> [Exercise description] Can you quote, word for word, every line from the first line of the records below through the line containing "-423,6 +423,7 @@", and nothing else?

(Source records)
•••••
PR #6767, opened 2024-11-21
Update the icepack submodule to v1.5.0

eclare108213:
Replaces the Icepack submodule in E3SM with Icepack version 1.5.0 and updates MPAS-seaice to accommodate the new code.

This PR is not BFB due to changes in the Icepack column physics modules to fix a bug in a flux-limiting term, to fix a bug in the lateral melting code, to fix conservation issues associated with the floe size distribution, and to support testing the 5-band SNICAR radiation data.

[not BFB]

### DIFF
--- a/components/mpas-seaice/bld/namelist_files/namelist_defaults_mpassi.xml
+++ b/components/mpas-seaice/bld/namelist_files/namelist_defaults_mpassi.xml
@@ -423,6 +423,7 @@
 <config_slow_mode_drainage_strength>-5.0e-8</config_slow_mode_drainage_strength>
 <config_slow_mode_critical_porosity>0.05</config_slow_mode_critical_porosity>
 <config_macro_drainage_timescale>10.</config_macro_drainage_timescale>
+<config_congelation_freezing_method>'two-step'</config_congelation_freezing_method>
 <config_congelation_ice_porosity>0.85</config_congelation_ice_porosity>
 
 <!-- itd -->
--- a/components/mpas-seaice/bld/namelist_files/namelist_definition_mpassi.xml
+++ b/components/mpas-seaice/bld/namelist_files/namelist_definition_mpassi.xml
@@ -2487,6 +2487,14 @@ Valid values: Any positive real number.
 Default: Defined in namelist_defaults.xml
 </entry>
 
+<entry id="config_congelation_freezing_method" type="char*1024"
+	category="thermodynamics" group="thermodynamics">
+Method used for congelation freezing.
+
+Valid values: 'one-step', 'two-step'
+Default: Defined in namelist_defaults.xml
+</entry>
+
 <entry id="config_congelation_ice_porosity" type="real"
 	category="thermodynamics" group="thermodynamics">
 Liquid fraction of congelation ice.
--- a/components/mpas-seaice/docs/tech-guide/index.md
+++ b/components/mpas-seaice/docs/tech-guide/index.md
@@ -84,7 +84,7 @@ A paper describing the advanced snow physics is in preparation.
 
 ### Biogeochemistry
 
-This section is under construction, pending the full merge of BGC codes in Icepack and the older column physics package.
+Icepack incorporates a comprehensive biogeochemistry component that includes two aerosol options, water isotopes, and a full suite of vertically resolved biogeochemical tracers.  The complexity of the ecosystem can be specified in Icepack’s configuration settings and namelist flags. The biogeochemistry component is thoroughly documented in the Icepack documentation linked above.
 
 ## Coupling of MPAS-seaice within E3SM
 
--- a/components/mpas-seaice/src/Registry.xml
+++ b/components/mpas-seaice/src/Registry.xml
@@ -1752,6 +1752,10 @@
 			possible_values="Any positive real number."
 			icepack_name="tscale_pnd_drain"
 		/>
+		<nml_option name="config_congelation_freezing_method" type="character" default_value="two-step" units="unitless"
+			description="Method for congelation ice freezing."
+			possible_values="'one-step', 'two-step'"
+		/>
 		<nml_option name="config_congelation_ice_porosity" type="real" default_value="0.85" units="unitless"
 			description="Liquid fraction of congelation ice."
 			possible_values="Any real number between 0 and 1."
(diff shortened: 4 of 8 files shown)


eclare108213:
There are some necessary changes in MPAS-seaice to enable Icepack v1.5.0 to run.  Icepack now takes the (category, cell) array for the fraction of lateral ice melting instead of just (cell).  This array has been added to Registry without removing the old one, which is still used by the the old column physics code (and will be deprecated in a future PR).

`USE_SNICAR` is no longer used in Icepack.  This is the default behavior and so the cpp has simply been removed.

Two Icepack subroutine names changed to better describe what the subroutines do:
> use icepack_therm_shared  , only: icepack_init_thermo => icepack_init_salinity 
> use icepack_therm_shared  , only: icepack_init_trcr => icepack_init_enthalpy 

The code changes are more fully described in https://acme-climate.atlassian.net/wiki/spaces/ICE/pages/4765843553/Overview+of+Icepack+synchronization+version+1.5.0

njeffery:
@eclare108213 :  The build failed when I just checked out your branch.  I suspect I'm pointing to the wrong Icepack? Could you send me the icepack commit or checkout command?  Thanks

eclare108213:
> The build failed when I just checked out your branch. I suspect I'm pointing to the wrong Icepack? Could you send me the icepack commit or checkout command? Thanks

Hmmm, not sure why it wouldn't work straight from this branch.  The icepack submodule should be pointing to this hash:
`22b8769 (HEAD -> main, origin/main, origin/HEAD) Merge pull request # 35 from CICE-Consortium/main`

If it isn't, then in the E3SM directory try

```
git submodule sync
git submodule update --init
```

(which might point it back to E3SM's current icepack submodule, I'm not sure).  If that doesn't work, then just do it manually,
 
```
cd components/mpas-seaice/src
mv icepack icepack.orig
git clone git@github.com:E3SM-Project/Icepack icepack
```

njeffery:
> git submodule sync
> git submodule update --init

@eclare108213 : That worked!  pointing to the right hash now.  I'll try again.  How should I set the alternative congelation flag?

eclare108213:
> How should I set the alternative congelation flag?

@njeffery Yay! See description in 
https://acme-climate.atlassian.net/wiki/spaces/ICE/pages/4795236381/Alternative+congelation+freezing+method

njeffery:
Trying config_congelation_freezing_method = 'one-step' but keeping the congelation porosity the same.

njeffery:
@eclare108213 :  I've finished the 15-year fully coupled bgc runs and compared with a baseline Mat ran.  Figures are here: https://acme-climate.atlassian.net/wiki/spaces/HESF/pages/4806148098/20241124.v3.LR.icepack1.5.0.CBGC

The run is too short to see much of a difference in the physics or sea ice bgc, but certainly no concerns. However there is a difference in the sea ice carbon conservation for the Arctic.  The new frazil/congelation partition appears to noticeably reduce the carbon error.  Yay!

eclare108213:
@njeffery That's awesome!  Thank you.  The new congelation option is turned off in this PR but I do recommend that E3SM start using it.  We can discuss how to go about that offline.

I have a 100-year B case running now, started from the v3.0.0 historical simulation.

njeffery:
Does your 100-yr run change the congelation porosity too or just tests the one-step?

eclare108213:
I'm testing the code as it is currently PR'd, so only one-step.  The run is only 9 years in so far, and I could easily stop and restart but I think that test should be in a separate PR.

njeffery:
I agree.

eclare108213:
A 100-year B case simulation is complete and is quite similar to the v3.LR.historical_0051 control simulation.  Links to plots, performance and other documentation are available [here](https://acme-climate.atlassian.net/wiki/spaces/ICE/pages/4765843553/Overview+of+Icepack+synchronization+version+1.5.0).

erinethomas (approved):
I approve this PR. I have tested the updated Icepack submodule in the wave-sea ice coupled framework which depends upon the updated floe size distribution provided here. All wave coupling tests pass with the new icepack submodule.

proteanplanet (approved):
Changes to Icepack yield climatologically identical results for the 1850-1950 051 E3SM V3 LR ensemble member for sea ice volume and snow-on-sea ice volume at the 99.9% compatibility interval, as illustrated below for dotted lines in the Icepack 1.5 case as compared to the control (solid blue).  Dotted red lines indicate the same climate, solid red indicates extent is almost identical at the 99.9% confidence interval except for a small period in the last quarter of the solar cycle.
•••••
> [Response to the task]
PR #6767, opened 2024-11-21
Update the icepack submodule to v1.5.0

eclare108213:
Replaces the Icepack submodule in E3SM with Icepack version 1.5.0 and updates MPAS-seaice to accommodate the new code.

This PR is not BFB due to changes in the Icepack column physics modules to fix a bug in a flux-limiting term, to fix a bug in the lateral melting code, to fix conservation issues associated with the floe size distribution, and to support testing the 5-band SNICAR radiation data.

[not BFB]

### DIFF
--- a/components/mpas-seaice/bld/namelist_files/namelist_defaults_mpassi.xml
+++ b/components/mpas-seaice/bld/namelist_files/namelist_defaults_mpassi.xml
@@ -423,6 +423,7 @@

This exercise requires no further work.